Extended Data Fig. 9 |. Non-uniform task performance did not predict how quickly different targets reached peak performance.

a-b. In BCI tasks, performance across targets is often non-uniform. Can differences in the animal’s pre-learning performance across targets predict how quickly different targets were learned? We defined pre-learning performance in two ways: using the performance under the intuitive BCI mapping during Block 1 (panel a), and using the predicted initial performance under the new BCI mapping (panel b). For the latter quantity, we projected the trial-averaged neural activity for each target during Block 1 onto the new BCI mapping. For each definition of pre-learning performance, we divided all targets from each monkey into two groups based on whether pre-learning performance was above (green, ‘easier’) or below (gray, ‘harder’) the median performance level across all targets. We then found the number of trials needed for each group of targets to reach peak performance during Block 2, similar to Fig. 5f. The median number of trials needed to reach peak performance was not different for targets that were initially harder (gray triangle) versus easier (green triangle) during Block1 using the intuitive BCI mapping (p = 0.91, two-sided Wilcoxon rank-sum test, n₁ = 184 and n₂ = 184 targets; panel a). Nor was there a difference in the median number of trials needed to reach peak performance for the targets that were predicted to be initially harder (gray triangle) versus easier (green triangle) under the new BCI mapping (p = 0.06, two-sided Wilcoxon rank-sum test, n₁ = 184 and n₂ = 184 targets; panel b).

Extended Data Fig. 10 |. Neural engagement axes were largely unchanged after learning.

Distribution of the angle (‘data’, in black) between the neural engagement axis identified for each target during Block 1 (‘before learning’) vs. during the last 50 trials of Block 2 (‘after learning’).
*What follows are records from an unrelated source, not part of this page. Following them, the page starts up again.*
PR #1083, opened 2022-07-17
Added extract_custom_artifacts function in utils.py

roshanmaskey:
Created a new function extract_custom_artifacts that extracts artifacts based on a yaml file.

### DIFF
--- a/turbinia/lib/utils.py
+++ b/turbinia/lib/utils.py
@@ -97,6 +97,43 @@ def extract_artifacts(artifact_names, disk_path, output_dir, credentials=[]):
   return _image_export(image_export_cmd, output_dir)
 
 
+def extract_custom_artifacts(artifact_names, artifact_definition_file,
+                             disk_path, output_dir, credentials=[]):
+  """Extract custome artifacts using image_export from Plaso.
+
+  Args:
+    artifact_names: List of artifact definition names.
+    artifact_definition_file: File containing custom artifact definition.
+    disk_path: Path to either a raw disk image or a block device.
+    output_dir: Path to directory to store the the extracted files.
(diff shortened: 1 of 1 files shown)


turbinia/lib/utils.py
```diff
@@ -97,6 +97,43 @@ def extract_artifacts(artifact_names, disk_path, output_dir, credentials=[]):
   return _image_export(image_export_cmd, output_dir)
 
 
+def extract_custom_artifacts(artifact_names, artifact_definition_file,
```
aarontp, line 100: This seems to be basically the same method as `extract_artifacts` with one extra parameter.  Should we just add that parameter as an optional parameter to the other method to reduce some code duplication?

turbinia/lib/utils.py
```diff
@@ -97,6 +97,43 @@ def extract_artifacts(artifact_names, disk_path, output_dir, credentials=[]):
...
+                             disk_path, output_dir, credentials=[]):
```
aarontp, line 101: Looks like `yapf` wants this with a newline after the method name and open parenthesis (that's why one of the tests is failing).

aarontp (commented):
Cool, just one comment about possibly removing some code duplication. 

Maybe in a future PR we can migrate the binary_extractor task to use this: (https://github.com/google/turbinia/blob/master/turbinia/workers/binary_extractor.py#L107).

roshanmaskey:
`[database_servers.yaml](https://github.com/ForensicArtifacts/artifacts/blob/main/data/database_servers.yaml)` is available through ForensicArtifacts.

This workaround is no longer required. Closing this pull request.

To identify neural engagement axes during the last 50 trials of Block 2, we used the same procedure as used during Block 1 (that is, the procedure used in the main text; see Methods), but applied to the last 50 trials of Block 2. ‘Chance’ (in gray) indicates the distribution of the angle between random directions in ten-dimensional space. Triangles depict the medians of the ‘data’ and ‘chance’ distributions, which were significantly different (p < 10⁻¹⁰, two-sided Wilcoxon rank-sum test, n₁ = 368 (data) and n₂ = 50, 000 (chance) axes).

Data availability

The data that support the findings of this study are available from the authors upon reasonable request.